Second, this story valorizes a narrative of “recovery” or “redemption” through overwork, bootstrapping, and personal sacrifice. If you had taken the time to connect with anyone who is an expert in trauma, you would learn that this is a coping mechanism, a survival instinct often born out of dissociation, which can frequently lead to burn out and severe mental health crises. It is certainly not a sustainable practice. I would know. Not to mention the incredible privilege inherent in her story (again, she is white, cisgendered, straight, attractive, able-bodied). Prioritizing stories like hers which rest upon the foundation of these sorts of narratives is incredibly harmful.

Third, the choice to include her children’s accomplishments as some sort of badge to her own story of self-actualization implies that they, the innocent victims in all of this, are somehow expected to overachieve academically and athletically to overwrite the perceived “damaged” history of their family. This might be what horrifies me the most. I grew up in a toxic home environment, witness to, and victim of the emotional and psychological abuse of the unhealthy marriage of my parents. I, too was the good, quiet, overachieving eldest child. I wish I could say that these poor young individuals, while demonstrating incredible resilience, don’t likely have a hard road ahead if all they have is mom’s love, a toxic overwork ethic, and a boatload of unprocessed trauma. I sincerely hope they all have great therapists, and I wish them the best.
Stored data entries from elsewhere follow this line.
PR #1894, opened 2026-07-31
Fix Regression in the Dirloader loader following change on TargetPath

### LINKED ISSUE #1893: Regression is the Dirloader following change on TargetPath
#1390 seems to have introduced a regression on the DirLoader. which does not work anymore with windows Target (on a linux Workstation).

I have added an ugly `print(f"path : {path}")` in the DirecotryFilesystem.get function https://github.com/fox-it/dissect.target/blob/bbd7fae8ce1830a252e33842dc03583da22c112e/dissect/target/filesystems/dir.py#L53

and I have the following result on main
```
uv run --python 3.13 --refresh --extra dev --extra full target-shell ~/Documents/tools/target/c/
c:/$ ls c:/windows/system32/config
path : /windows
path : windows\system32
ls: cannot access c:/windows/system32/config: No such file or directory
```

On 3.25.1 : 
```
uv run --python 3.13 --refresh --extra dev --extra full target-shell ~/Documents/tools/target/c/
<HOSTNAME>.local:/$ ls c:/windows/system32/config
path : /windows
path : windows/system32
path : windows/system32/config
# able to list files as expected.
```
1. Target hostname is not identified on main
2. The path requested does not have the same separator on each version.

From my understanding, it's probably related to https://github.com/fox-it/dissect.target/pull/1390/changes#diff-76da6ca6c4ec27ff5d714410247f4d7fe0befe4485f3047ca49a147e670a4468 and others change related to separator.

I will provides a P.R with some tests that succeeds on 3.25.1, but fail on main and try do dig deeper on this part of the code.

william-billaud:
# Fix Regression in the Dirloader loader following change on TargetPath

As specified on #1893, TargetPath introduce regression on the DirLoader (which no longer work). This P.R fix this regression and add tests.

## Proposed Changes

* Fix issue by normalizing path before lookup (as suggested by @twiggler ).
* Add tests DirLoader to test multiple opener and some scenario with more folder depth (issue was non caught as only one level of file/folder were created in tests).
* Add simple tests for the ZipLoader to ensure proper path resolution (no test were present) (basically the same as the one for the DirLoader).

## Checklist

- [ ] PR Title is descriptive of the changes
- [ ] The description is descriptive of the changes
- [ ] Tests pass

Close #1893


twiggler:
@william-billaud 

The internal convention seems to be to store paths as POSIX (/)

~~Perhaps change `DirectoryFilesystemEntry::get` to join with `/` instead of `self.fs.sep`?~~

Change `DirectoryFilesystem:_resolve_path` to normalize to POSIX before splitting?

```diff
diff --git a/dissect/target/filesystems/dir.py b/dissect/target/filesystems/dir.py
index 5cce43ad..f56edbc2 100644
--- a/dissect/target/filesystems/dir.py
+++ b/dissect/target/filesystems/dir.py
@@ -36,7 +36,7 @@ class DirectoryFilesystem(Filesystem):
         if not self.case_sensitive:
             searchpath = self.base_path
 
-            for p in path.split("/"):
+            for p in fsutil.normalize(path, sep=self.sep).strip("/").split("/"):
                 match = [d for d in searchpath.iterdir() if d.name.lower() == p.lower()]
 
                 if not match or len(match) > 1:
```

william-billaud:
Thanks, look like a good direction, I need to do more test to ensure proposed fix works

william-billaud:
@twiggler thanks for the help, I have added the change to the `get` function, and not `resolve` as get is the entry point for path access/resolution, and this prevent issues if get is called with `path == '\''`

Can I let you review/assign this issue?

twiggler (changes requested):
As the bug was in `DirectoryFileSystem`, I think we should add tests in `tests/filesystems/test_dir.py`, which tests that particular layer.

Applying the fix to `get`is the better solution.

tests/loaders/test_zip.py
```diff
@@ -0,0 +1,53 @@
...
+@pytest.mark.parametrize(
+    ("opener"),
+    [
+        pytest.param(Target.open, id="target-open"),
+        pytest.param(lambda x: next(Target.open_all([x])), id="target-open-all"),
+    ],
+)
+def test_unix_zip(opener: Callable[[str | Path], Target]) -> None:
+    """Test the ``ZipLoader`` for Linux directories."""
+    path = absolute_path("_data/loaders/zip/linux.zip")
```
twiggler, line 26: [def _create_zip(prefix: str = "", insert_dir: bool = True) -> io.BytesIO:](https://github.com/william-billaud/dissect.target/blob/84f0164840bc0b6220d63001f4c225dd01777da4/tests/filesystems/test_zip.py#L46)

writes in memory, perhaps cleaner than using fixtures?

Lastly, horrifyingly, you chose to include the details of how Venus’ children responded to the knowledge that the man that they had believed was their biological father was not the person whose DNA they carried — the implication here being that “at least they won’t turn out like him.” Beyond a doubt, Venus’ husband was a victim of some of the same abuses he perpetrated. Trauma begets trauma. Hurt people hurt people. But to suggest that somehow children are free from the influence of an abusive parent because they are genetically unrelated is both unhelpful to them as they heal, and sets a dangerous slippery precipice on the way to eugenics valley.

As a creator with a massive audience, it behooves you to take some responsibility for the impact and potential impact of the content you put out in the world. And while I would certainly never wish to tell an artist how to do their work, a social conscience devoid of principle, context, intersectionality, and nuance can be a dangerous rallying flag. Do Better.